EXERCISE BRIEF → If a line of the data below holds the string "browse", copy it.

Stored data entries
PR #1781, opened 2016-09-07
[WFCORE-1556] Correct the handling of required vs nillable

bstansberry:
https://issues.jboss.org/browse/WFCORE-1556
Also https://issues.jboss.org/browse/WFCORE-1761

### DIFF
--- a/controller/src/main/java/org/jboss/as/controller/AbstractAttributeDefinitionBuilder.java
+++ b/controller/src/main/java/org/jboss/as/controller/AbstractAttributeDefinitionBuilder.java
@@ -90,12 +90,12 @@ public abstract class AbstractAttributeDefinitionBuilder<BUILDER extends Abstrac
      * Creates a builder for an attribute with the give name and type and nullability setting.
      * @param attributeName the {@link AttributeDefinition#getName() name} of the attribute. Cannot be {@code null}
      * @param type the {@link AttributeDefinition#getType() type} of the attribute. Cannot be {@code null}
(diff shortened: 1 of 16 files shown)


server/src/main/java/org/jboss/as/server/mgmt/NativeManagementResourceDefinition.java
```diff
@@ -56,7 +56,6 @@
     public static final SimpleAttributeDefinition SOCKET_BINDING = new SimpleAttributeDefinitionBuilder(ModelDescriptionConstants.SOCKET_BINDING, ModelType.STRING, false)
             .setXmlName(Attribute.NATIVE.getLocalName())
             .setValidator(new StringLengthValidator(1, Integer.MAX_VALUE, true, false))
-            .setAlternatives(ModelDescriptionConstants.INTERFACE)
```
ctomc: we should probably remove all references to INTERFACE / PORT by this time,
It would also simplify code that handles is quite a bit.

bstansberry: I don't see any uses of those on the server side. They are there on the host side, where they are the standard settings.

An HC process can use socket binding configs now, so we can look into adding that to the host management-interface resources. We'd need to deprecate and support the old style though, probably until EAP 8.

bstansberry:
@jmesnil Does this look ok to you?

FINISHED EXERCISE →
https://issues.jboss.org/browse/WFCORE-1556
Also https://issues.jboss.org/browse/WFCORE-1761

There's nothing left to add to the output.